_EXERCISE DATA_:
PR #599, opened 2015-11-05
User registration

nmonterroso:
@Wikia/services-team 

Adding user-registration service from `:tools:create-new-service:run`. 

Also adding `ConsulBundle` and the service's `Module` to the generated `Application`


service/user-registration/README.md
```diff
@@ -0,0 +1,25 @@
+# UserRegistration
+Please enter a short, general description about what this service does
```
ArturKlajnerok: Can you add some basic information to readme ?

ArturKlajnerok:
Other than one small comment, LGTM :+1:

service/user-registration/README.md
nmonterroso: d79831f

drsnyder:
:+1:

PR #606, opened 2015-11-09
Services 982 connect to flow

sqreek:
ping @ArturKlajnerok 
This one connect Storage into main flow

Tests was failing because there is no key values in consul yet


sqreek:
wrong merge branch choice

PR #611, opened 2015-11-09
[SERVICES-983] Dao for user registration

ArturKlajnerok:
Storage layer for user registration with the integration test.

/cc @Wikia/services-team


service/user-registration/src/main/java/com/wikia/services/userregistration/dao/StoredUsersDAO.java
```diff
@@ -0,0 +1,52 @@
...
+
+  private JooqConfigs database;
+
+  @Inject
+  public StoredUsersDAO(JooqConfigs database) {
+    this.database = database;
+  }
+
+  @Override
+  public Long add(User user) {
```
sqreek: after todays talk, we should take small steps into change userId from number into Strings

service/user-registration/src/test/java/com/wikia/services/userregistration/resources/UserRegistrationResourceTest.java
```diff
@@ -47,15 +51,30 @@ public void createValidUserShouldReturnOkWithToken(UserRegistrationResource reso
...
       UserRegistrationConfiguration configuration = new UserRegistrationConfiguration();
       configuration.setCookieDomain("test.something.com");
+      configuration.setHashPrefix(":B:");
+      configuration.setExpirationTime(3600);
+      configuration.setSaltSize(8);
       return configuration;
     }
   }
+
+  public static class TestBindingOverrideDefault extends AbstractModule {
```
nmonterroso: Why do we need this module?

service/user-registration/src/main/java/com/wikia/services/userregistration/dao/StoredUsersDAO.java
ArturKlajnerok: changed in: 957f80c

PR #614, opened 2015-11-10
Provide a service library for hashcash verification

drsnyder:
This PR adds the basics for hashcash verification of [hashcash version one](http://hashcash.org/docs/hashcash.html#stamp_format__version_1_).

https://wikia-inc.atlassian.net/browse/SERVICES-1007

TODO:
 * [x] Add tests for the double spend prevention branch

@Wikia/services-team


lib/hashcash/src/main/java/com/wikia/hashcash/HashcashVersion1.java
```diff
@@ -0,0 +1,43 @@
...
+
+    if (this.doubleSpendPrevention.hasBeenSpent(stampString)) {
+      return false;
+    }
+
+    return true;
+  }
+
+  private static Boolean partialPreimageMatch(String stampString, Integer bits) {
+    String zeros = StringUtils.repeat("0", bits);
```
ArturKlajnerok: Can we assign `0` to a constant ?

lib/hashcash/src/main/java/com/wikia/hashcash/StampGenerator.java
```diff
@@ -0,0 +1,27 @@
...
+import org.apache.commons.lang.StringUtils;
+
+import java.util.stream.IntStream;
+
+@Value
+@Builder
+public class StampGenerator {
+
+  public static String mint(String challenge, Integer bits) {
+    String zeros = StringUtils.repeat("0", bits);
```
ArturKlajnerok: `0` could be a constant.

lib/hashcash/src/main/java/com/wikia/hashcash/StampValue.java
```diff
@@ -0,0 +1,100 @@
...
+    if (parts.length != STAMP_ELEMENT_STRINGS.length) {
+      throw new IllegalArgumentException("Error, malformed stamp: " + stamp);
+    }
+
+    IntStream.range(0, STAMP_ELEMENT_STRINGS.length).forEach(
+        index -> stampValues.put(STAMP_ELEMENT_STRINGS[index], parts[index])
+    );
+
+    return StampValue.builder()
+        .version(stampValues.get("version"))
```
ArturKlajnerok: Could we use elements from `STAMP_ELEMENT_STRINGS` instead of strings when getting values ?

ArturKlajnerok:
Other than some small comments, LGTM :+1:

lib/hashcash/src/main/java/com/wikia/hashcash/StampValue.java
drsnyder: I was a little torn about this. Part of the reason that I converted it to a map is so I wouldn't have to `[0]`, `[1]`, etc. I always find that hard to read. If I then went and used the positions in `STAMP_ELEMENT_STRINGS` I would be back to what I was trying to avoid and could skip the array -> map translation altogether.

What I really wanted was something like

```
version, bits, date, resource, extension, rand, counter = stamp.split(":")
```

But you can't do that in :java:.

lib/hashcash/src/main/java/com/wikia/hashcash/StampGenerator.java
drsnyder: ab6d23e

_YOUR GOAL_:
Whenever a line in the records contains the word "from", copy that line.

_WRITTEN ANSWER_:
Adding user-registration service from `:tools:create-new-service:run`. 
sqreek: after todays talk, we should take small steps into change userId from number into Strings
ArturKlajnerok: Could we use elements from `STAMP_ELEMENT_STRINGS` instead of strings when getting values ?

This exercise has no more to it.